Elle voit l'espoir et l'optimisme dans l'énergie des jeunes qui l'entourent, et veut utiliser ses compétences pour canaliser cette énergie vers l'action au niveau gouvernemental.
"Nous, les jeunes, pouvons réussir", dit-elle. "Nous faisons de notre mieux, mais le gouvernement doit aussi nous aider. Lorsque nous luttons pour nos droits, nous devons être protégés, nous n'avons pas besoin de fuir ou d'être menacés".
En tant que membre du groupe autochtone Wayuu, le jeune homme de 28 ans Yasser Romero est passionné par l'histoire et les traditions de sa communauté - et la protection de l'environnement à La Guajira est essentielle pour maintenir ces traditions en vie.
Son intérêt pour les questions locales l'a conduit à devenir le secrétaire ethnique d'un nouveau parti politique, Dignidad, qui a vu le jour en 2021 et qui est aujourd'hui actif dans vingt provinces colombiennes.
Yasser travaille également pour une organisation appelée Comité Cívico por la Dignidad de La Guajira, qui s'engage à promouvoir l'égalité et à protéger l'environnement.
"Nous travaillons avec les syndicats, distribuons des tracts, portons plainte et luttons contre l'injustice sociale et la discrimination", explique-t-il. "Nous gardons également un œil sur les licences : il y a actuellement des demandes d'exploitation de 97 % des ressources naturelles de la région. Vous constaterez qu'il y a beaucoup de corruption et que des menaces pèsent sur moi et mon organisation."

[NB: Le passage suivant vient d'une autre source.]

PR #4148, opened 2022-05-27
Fix tests README.rst how to run one unit test

jkonecny12:
We need to specify also directory where the shell file is the same way as it is in the Makefile.am file.

Fix unittest -> pytest and the -k seems to work only with the whole test name not just prefix.


VladimirSlavik (approved):
Looks good to me. Thank you!

rvykydal (approved):
Thank you.

PR #4152, opened 2022-05-30
Let dependency installation script ask interactively

VladimirSlavik:
The installation of build dependencies happened while piping package names to xargs, so dnf could not interactively ask for [y/n].


poncovka (approved):
Thank you!

PR #4098, opened 2022-05-11
GUI: Ask for a missing passphrase during automated installations

poncovka:
If the kickstart file defines a partitioning that requires a passphrase,
show a dialog that will allow users to provide the missing passphrase.

Resolves: rhbz#2029101

PR #4153, opened 2022-05-30
GUI: Ask for a missing passphrase during automated installations

poncovka:
If the kickstart file defines a partitioning that requires a passphrase,
show a dialog that will allow users to provide the missing passphrase.

**Resolves:** rhbz#2087218
**Ported from:** https://github.com/rhinstaller/anaconda/pull/4098


VladimirSlavik (approved):
Thanks!

rvykydal (approved):
Looks good to me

Yasser espère utiliser son activisme - et ses études de droit - pour améliorer le niveau de vie de sa communauté.
"Dans cette région, environ 87 % des familles wayuu vivent avec moins de 50 euros par mois et ont souvent huit à dix bouches à nourrir", explique-t-il. "La malnutrition est très répandue. De nombreux enfants sont morts à l'hôpital, souvent à cause du manque d'eau potable, notamment parce que les compagnies minières polluent l'eau.
"Je travaille également pour une organisation féministe, où je suis l'un des quatre hommes", ajoute-t-il. "Nous aidons à enseigner aux mères célibataires l'importance d'une bonne alimentation et de l'utilisation de contraceptifs, et nous partageons de la nourriture et des produits d'hygiène personnelle, sponsorisés par des entreprises régionales."
"La dignité humaine de tous doit être protégée".
Avec l'aide du programme d'éducation à la démocratie du NIMD, Yasser espère réaliser son rêve d'une Colombie plus juste et plus équitable, où chaque voix est entendue.
"Mon rêve pour la Colombie est qu'elle devienne un pays juste, sans inégalités extrêmes", déclare-t-il. "La dignité humaine de tous doit être protégée.